## TASK PROMPT
Please return all lines of the data below containing the string "copy".

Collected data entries

PR #1282, opened 2023-07-16
Support for segmentation extreme batch cases

shaydeci:
- Added a base class, for visualizing the worst/best batches according to some metric, loss or loss component.
- Added segmentation support.
- Added some missing pieces that were needed in phase context.
- Full DDP support- aggregation of metrics, the best/worst predictions, and averaging the loss.

Note: images can be resized individually inside the logger.

Screen Shot 2023-07-16 at 14 35 58


src/super_gradients/training/utils/callbacks/callbacks.py
```diff
@@ -948,3 +953,205 @@ def create_lr_scheduler_callback(
...
+        """
+        if not hasattr(context.valid_metrics, self.metric_name):
+            for metric_name, metric in context.valid_metrics.items():
+                if hasattr(metric, "greater_component_is_better") and self.metric_name in metric.greater_component_is_better.keys():
+                    # WRAP METRIC WITH METRIC COLLECTION TO FILTER ONLY THE NEEDED ARGUMENTS FOR THE METRIC UPDATE
+                    self.metric = MetricCollection(copy.deepcopy(metric))
+                    self.metric.to(device_config.device)
+        else:
+            self.metric = MetricCollection(copy.deepcopy(getattr(context.valid_metrics, self.metric_name)))
+            self.metric.to(device_config.device)
```
Louis-Dupont, line 1020: I think that this should be the responsibility of the Metrics.
This is highly coupled to the Metric implementation and if one day we want to change it then we would also need to update this piece of code (and other places where we do things similarly).

Maybe we should implement some sort of a "SgMetricColletion" which would inherit from `MetricCollection` but on top of that also includes useful methods such as `metrics.get(metric_name=...)`

I know it's not the scope of this task, but at the same time this is way too coupled to the metrics logic and I feel like this will backfire at us later

src/super_gradients/training/utils/callbacks/callbacks.py
```diff
@@ -948,3 +953,205 @@ def create_lr_scheduler_callback(
...
+        self.extreme_targets = None
+
+        self._first_call = True
+        self._idx_loss_tuple = None
+        self._tag = f"max_{self.metric_name}_batch" if self.max else f"min_{self.metric_name}_batch"
+
+        super(ExtremeBatchCaseVisualizationCallback, self).__init__()
+
+    def process_extreme_batch(self) -> np.array:
+        raise NotImplementedError
```
Louis-Dupont, line 1004: I would rather have `@abstractmethod` (along with `ExtremeBatchCaseVisualizationCallback(Callback, ABC)` ) because this will raise an exception on instantiation and not just on call.
It will also help people implement new methods because it is more explicit and IDE detects it

src/super_gradients/training/utils/callbacks/callbacks.py
```diff
@@ -948,3 +953,205 @@ def create_lr_scheduler_callback(
...
+                # FOR LOSS VALUES, GET THE RIGHT COMPONENT, DERRIVE IT ON THE FIRST PASS
+                loss_tuple = context.loss_log_items
+                if self._first_call:
+                    self._init_loss_attributes(context, loss_tuple)
+                score = loss_tuple[self._idx_loss_tuple]
+
+                # IN CONTRARY TO METRICS - LOSS VALUES NEED TO BE REDUCES IN DDP
+                if is_distributed():
+                    device = next(context.net.parameters()).device
+                    score = distributed_all_reduce_tensor_average(tensor=score.to(device), n=torch.distributed.get_world_size())
```
Louis-Dupont, line 1040: Note for later: I think it would be great to have a nice and simple object that would wrap the loss which would abstract away whether it is distributed or not. `loss[idx]` would be responsible to check if it is distributed or not, and if so, it would call`distributed_all_reduce_tensor_average` behind the scene. It would make the code more simple to navigate but also less error-prone.

Louis-Dupont (commented):
LGTM overall; but I think the issue I raised with the metrics is quiet important. I know we currently don't have a clean way to handle the metrics but I think we should honestly think about it

src/super_gradients/training/utils/callbacks/callbacks.py
shaydeci: Agree, changed in 9bb4c9b0957b9cffb27e10a96450a0c47c5235ec

src/super_gradients/training/utils/callbacks/callbacks.py
```diff
@@ -948,3 +954,206 @@ def create_lr_scheduler_callback(
...
+    def process_extreme_batch(self) -> np.array:
+        raise NotImplementedError
+
+    def on_training_start(self, context: PhaseContext) -> None:
+        """
+        On train start we set the metric (if the metric_name does not corresponf to a loss).
+        :param context: Phase context
+        :return:
+        """
+        if not hasattr(context.valid_metrics, self.metric_name):
```
BloodAxe, line 1014: I feel that logic of juggling with metrics here is unnecessary complicated. SRP and DRY are just crying in corner. I was not able to wrap my head around after reading this code first time. I was not successful second time either.
To me it should be done in a completely different manner which I believe would end up with a much more clearer implementation.
Here's what I suggest.

1) Introduce a concept of "batch metrics", which in the most simple case is a dictionary of `{metric_name1: metric value, metric_name2: metric value2, ...}`.
This concept is to be managed by a Trainer class and available inside the `context`. So all the per-batch metrics (Which is loss values and metrics that we can compute per-batch) should be available through this interface.
Pros: In the callback class now have only the simple access to metric:
```
if _is_more_extreme(context.batch_metrics[self.monitored_value]):
  self.extreme_score = score
  self.extreme_batch = context.inputs
  self.extreme_preds = context.preds
  self.extreme_targets = context.target
```

2) For IoU metric all we have to do is to ensure it is also computed per-batch and stored in `batch metrics` container. And that's it.

I feel this change would greatly improve the responsibility boundaries between classes and reduce the amount of duplicated code.

shaydeci: I did think of it, but I feel a bit worried about interfering with metrics inside the MetricCollection object, therefore I rather have it somehere else.

From what I understand, you suggest passing a dictionary that would suppply the information on what metrics we would like to compute per batch, correct?

There is a drawback here if so, since you are asking the user to pass additional info which IMO sould be coupled with this callback.

src/super_gradients/training/utils/callbacks/callbacks.py
```diff
@@ -948,3 +954,206 @@ def create_lr_scheduler_callback(
...
+        self.extreme_targets = None
+
+        self._first_call = True
+        self._idx_loss_tuple = None
+        self._tag = f"max_{self.metric_name}_batch" if self.max else f"min_{self.metric_name}_batch"
+
+        super(ExtremeBatchCaseVisualizationCallback, self).__init__()
+
+    @abstractmethod
+    def process_extreme_batch(self) -> np.array:
```
BloodAxe, line 1005: Just by looking at this method it is unclear what is should do. Maybe a docstring or better name would help. 
Second question - I see this method have no arguments. What advantages you see in this design versus sending arguments explicitly?


PS: Type annotation is wrong, `np.array` is a method. Right type should be `np.ndarray`

src/super_gradients/training/utils/callbacks/callbacks.py
shaydeci: Passing metric explicitly now.

src/super_gradients/training/utils/callbacks/callbacks.py
```diff
@@ -948,3 +954,206 @@ def create_lr_scheduler_callback(
...
+            else:
+
+                # FOR LOSS VALUES, GET THE RIGHT COMPONENT, DERRIVE IT ON THE FIRST PASS
+                loss_tuple = context.loss_log_items
+                if self._first_call:
+                    self._init_loss_attributes(context, loss_tuple)
+                score = loss_tuple[self._idx_loss_tuple]
+
+                # IN CONTRARY TO METRICS - LOSS VALUES NEED TO BE REDUCES IN DDP
+                if is_distributed():
```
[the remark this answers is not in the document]
shaydeci: 6344f834a381dcf0a043151c665816fdf78097ec did similar.

src/super_gradients/training/utils/callbacks/callbacks.py
shaydeci: Added in 6344f834a381dcf0a043151c665816fdf78097ec

src/super_gradients/training/metrics/segmentation_metrics.py
```diff
@@ -331,6 +331,13 @@ def update(self, preds, target: torch.Tensor):
         super().update(preds=preds, target=target)
 
 
+@register_metric("DIOU")
+class DIOU(IoU):
```
BloodAxe, line 335: What this class does, why is it here and why it has no docs?

BloodAxe (changes requested):
Two important changes that I think this PR is missing:
- Please add a unit tests that verity this callback works as intended.
- Also, adding a docs to show we have this feature would help to increase it's exposure.

src/super_gradients/training/utils/distributed_training_utils.py
```diff
@@ -412,3 +414,36 @@ def __init__(self):
...
+    :param device:
+    :param tensor:
+    :return:
+    """
+    if is_distributed():
+        tensor = distributed_all_reduce_tensor_average(tensor=tensor.to(device), n=torch.distributed.get_world_size())
+    return tensor
+
+
+def maybe_all_gather_np_images(image: np.ndarray) -> np.ndarray:
```
BloodAxe, line 433: I believe this method's signature is a bit confusing. 
From my perspective it should be a List[np.ndarray] and not single np.ndarray. 
And the implementation should be like this:

```
    if is_distributed():
        rank = get_rank()
        output_container = [None for _ in range(get_world_size())]
        all_gather_object(output_container, image)
        return output_container
    return [image]
```

Why:

1) Current implementation behaves differently for master/non-master nodes. Which may be ok for current use case, but may fail in other scenarios.

2) It concatenates arrays along first dim, while this may be undesirable/impossible. Example - I want to gather arrays of predicted boxes which may have different length along axis=0. In this case the code would not work.

src/super_gradients/training/utils/callbacks/callbacks.py
```diff
@@ -948,3 +955,247 @@ def create_lr_scheduler_callback(
...
+    :param freq: int, epoch frequency to perform all of the above (default=1).
+
+
+    """
+
+    def __init__(
+        self,
+        metric: Optional[Union[Metric, Mapping, str]] = None,
+        metric_component_name: Optional[str] = None,
+        loss_name: Optional[str] = None,
```
BloodAxe, line 1171: Maybe give a `loss_name` a bit more clear name like `loss_to_monitor`?

src/super_gradients/training/utils/distributed_training_utils.py
shaydeci: Why does it behave differently ?
instead of returning np.array sized BCHW it returns B_sumranksCHW, the concatination will work for different sizes across dim0, so I dont get your point.

That is not the purpose of this method, the name of it and docs are pretty clear on that.

src/super_gradients/training/utils/callbacks/callbacks.py
```diff
@@ -948,3 +955,247 @@ def create_lr_scheduler_callback(
...
+
+    True predictions will be marked with green, false ones with red.
+
+    Example usage in training_params definition:
+
+        training_hyperparams ={
+          ...
+          "phase_callbacks":
+            [ExtremeBatchSegVisualizationCallback(
+                metrice=IoU(20, ignore_idx=19)
```
BloodAxe, line 1125: Typo in `metrice`

src/super_gradients/training/metrics/segmentation_metrics.py
shaydeci: Accidentally left it there during development, removed now.

src/super_gradients/training/utils/callbacks/callbacks.py
```diff
@@ -948,3 +955,247 @@ def create_lr_scheduler_callback(
...
+
+    :param freq: int, epoch frequency to perform all of the above (default=1).
+
+     Inheritors should implement process_extreme_batch which returns an image, as an np.array (uint8) with shape BCHW.
+    """
+
+    @resolve_param("metric", MetricsFactory())
+    def __init__(
+        self,
+        metric: Optional[Union[Metric, Mapping, str]] = None,
```
BloodAxe, line 997: The `metric` here has type annotation of `Metric` (OK), and `Mapping` (assuming it's Mapping[str, Metric]?) and `str` - ??? Down the road we have this assignment `self.metric = MetricCollection(self.metric)`. Would that still work when metric is str?

src/super_gradients/training/utils/distributed_training_utils.py
```diff
@@ -412,3 +414,36 @@ def __init__(self):
             ">>> setup_device(multi_gpu=MultiGPUMode.DISTRIBUTED_DATA_PARALLEL, num_gpus=...)"
         )
         super().__init__(self.message)
+
+
+def maybe_all_reduce_tensor_average(device: str, tensor: torch.Tensor) -> torch.Tensor:
```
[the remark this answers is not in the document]
shaydeci: agree changed in 2b8674a4f34b48dae6485f8b4d4dcc1aee57135a

src/super_gradients/training/utils/callbacks/callbacks.py
shaydeci: Yes thats because of the resolve_param.
I can drop it if it causes confusion.

shaydeci: Actually it should't be there logically, removed.

src/super_gradients/training/utils/callbacks/callbacks.py
```diff
@@ -948,3 +955,247 @@ def create_lr_scheduler_callback(
...
+     the minimum (default=False).
+
+    :param freq: int, epoch frequency to perform all of the above (default=1).
+
+
+    """
+
+    def __init__(
+        self,
+        metric: Optional[Union[Metric, Mapping, str]] = None,
```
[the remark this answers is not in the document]
shaydeci: I like the seperation we have now between loss_to_monitor and metric. To me, its more clear that metric should be passed explicitly and loss_to_monitor actually monitors loss from the context.

src/super_gradients/training/utils/callbacks/callbacks.py
shaydeci: 0633b5556cee46e5962bcf5bdf6216720293ab91

src/super_gradients/training/utils/callbacks/callbacks.py
shaydeci: fixed 0633b5556cee46e5962bcf5bdf6216720293ab91

src/super_gradients/training/utils/callbacks/callbacks.py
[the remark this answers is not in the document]
BloodAxe: Up to you )

BloodAxe (approved):
LGTM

## SOLVED EXERCISE
+                    self.metric = MetricCollection(copy.deepcopy(metric))
+            self.metric = MetricCollection(copy.deepcopy(getattr(context.valid_metrics, self.metric_name)))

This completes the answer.